(Stored data)
=== Section Start ===
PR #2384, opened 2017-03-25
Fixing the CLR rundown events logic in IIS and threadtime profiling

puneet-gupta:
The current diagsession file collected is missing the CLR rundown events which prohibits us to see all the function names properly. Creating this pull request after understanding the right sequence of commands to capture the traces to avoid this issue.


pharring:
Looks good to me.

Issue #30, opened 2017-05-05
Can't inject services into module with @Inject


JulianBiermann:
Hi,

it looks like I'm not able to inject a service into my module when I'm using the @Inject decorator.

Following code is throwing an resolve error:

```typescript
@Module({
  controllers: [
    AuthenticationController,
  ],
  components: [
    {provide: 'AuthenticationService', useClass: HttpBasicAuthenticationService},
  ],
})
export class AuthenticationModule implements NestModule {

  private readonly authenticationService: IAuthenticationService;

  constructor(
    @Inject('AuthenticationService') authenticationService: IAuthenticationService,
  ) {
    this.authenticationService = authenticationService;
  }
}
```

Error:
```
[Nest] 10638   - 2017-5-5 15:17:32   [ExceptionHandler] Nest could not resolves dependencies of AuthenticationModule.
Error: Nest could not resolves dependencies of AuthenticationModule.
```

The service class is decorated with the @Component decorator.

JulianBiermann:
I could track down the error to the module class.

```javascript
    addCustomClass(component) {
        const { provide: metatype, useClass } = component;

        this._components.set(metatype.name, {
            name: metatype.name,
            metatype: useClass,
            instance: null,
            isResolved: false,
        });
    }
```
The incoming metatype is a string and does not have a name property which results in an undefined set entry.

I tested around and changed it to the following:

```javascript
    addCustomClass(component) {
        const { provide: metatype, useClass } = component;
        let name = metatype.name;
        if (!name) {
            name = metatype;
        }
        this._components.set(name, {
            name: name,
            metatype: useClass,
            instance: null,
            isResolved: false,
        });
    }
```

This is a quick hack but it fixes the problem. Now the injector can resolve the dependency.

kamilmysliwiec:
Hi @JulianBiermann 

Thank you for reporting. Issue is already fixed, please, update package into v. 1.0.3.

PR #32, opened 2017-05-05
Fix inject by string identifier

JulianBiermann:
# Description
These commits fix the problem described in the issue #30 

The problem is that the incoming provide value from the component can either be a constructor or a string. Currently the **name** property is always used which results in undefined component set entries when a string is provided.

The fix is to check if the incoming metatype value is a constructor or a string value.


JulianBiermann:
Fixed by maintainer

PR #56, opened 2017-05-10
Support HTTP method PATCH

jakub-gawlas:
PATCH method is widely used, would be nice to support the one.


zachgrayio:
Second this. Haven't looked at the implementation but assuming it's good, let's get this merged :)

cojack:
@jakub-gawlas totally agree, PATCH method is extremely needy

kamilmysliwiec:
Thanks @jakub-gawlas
=== Section End ===
=== Section Start ===
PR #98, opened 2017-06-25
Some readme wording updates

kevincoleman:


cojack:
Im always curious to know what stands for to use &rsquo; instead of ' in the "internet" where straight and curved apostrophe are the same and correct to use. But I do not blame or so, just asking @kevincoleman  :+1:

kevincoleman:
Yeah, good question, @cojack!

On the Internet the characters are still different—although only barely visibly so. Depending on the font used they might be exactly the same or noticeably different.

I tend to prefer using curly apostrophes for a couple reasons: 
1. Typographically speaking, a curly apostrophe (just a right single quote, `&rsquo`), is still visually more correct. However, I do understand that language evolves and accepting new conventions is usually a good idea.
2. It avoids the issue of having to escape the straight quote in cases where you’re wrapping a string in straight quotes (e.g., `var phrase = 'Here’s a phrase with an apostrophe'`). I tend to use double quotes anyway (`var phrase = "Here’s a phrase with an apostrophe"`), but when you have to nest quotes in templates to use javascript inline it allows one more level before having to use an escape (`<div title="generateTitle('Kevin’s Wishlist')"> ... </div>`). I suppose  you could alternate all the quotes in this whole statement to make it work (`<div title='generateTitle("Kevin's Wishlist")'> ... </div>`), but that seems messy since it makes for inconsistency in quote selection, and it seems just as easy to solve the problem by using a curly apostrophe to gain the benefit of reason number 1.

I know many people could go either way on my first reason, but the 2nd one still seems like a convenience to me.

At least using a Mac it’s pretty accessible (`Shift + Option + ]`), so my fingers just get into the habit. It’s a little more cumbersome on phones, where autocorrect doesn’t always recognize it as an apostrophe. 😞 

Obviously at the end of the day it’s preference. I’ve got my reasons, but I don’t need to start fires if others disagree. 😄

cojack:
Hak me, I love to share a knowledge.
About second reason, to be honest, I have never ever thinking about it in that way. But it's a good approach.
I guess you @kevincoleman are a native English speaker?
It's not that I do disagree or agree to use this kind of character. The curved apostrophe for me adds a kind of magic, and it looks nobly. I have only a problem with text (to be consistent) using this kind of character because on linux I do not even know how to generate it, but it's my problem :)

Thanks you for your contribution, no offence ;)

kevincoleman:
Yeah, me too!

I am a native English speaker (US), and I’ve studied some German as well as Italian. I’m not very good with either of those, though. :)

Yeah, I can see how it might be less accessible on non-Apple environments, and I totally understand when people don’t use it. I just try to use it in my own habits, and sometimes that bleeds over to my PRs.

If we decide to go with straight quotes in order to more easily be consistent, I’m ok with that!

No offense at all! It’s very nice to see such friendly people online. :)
=== Section End ===
## [YOUR OBJECTIVE]
All lines with the word "either" need to be copied from the data above.

## [RESULT]
The problem is that the incoming provide value from the component can either be a constructor or a string. Currently the **name** property is always used which results in undefined component set entries when a string is provided.
I know many people could go either way on my first reason, but the 2nd one still seems like a convenience to me.
I am a native English speaker (US), and I’ve studied some German as well as Italian. I’m not very good with either of those, though. :)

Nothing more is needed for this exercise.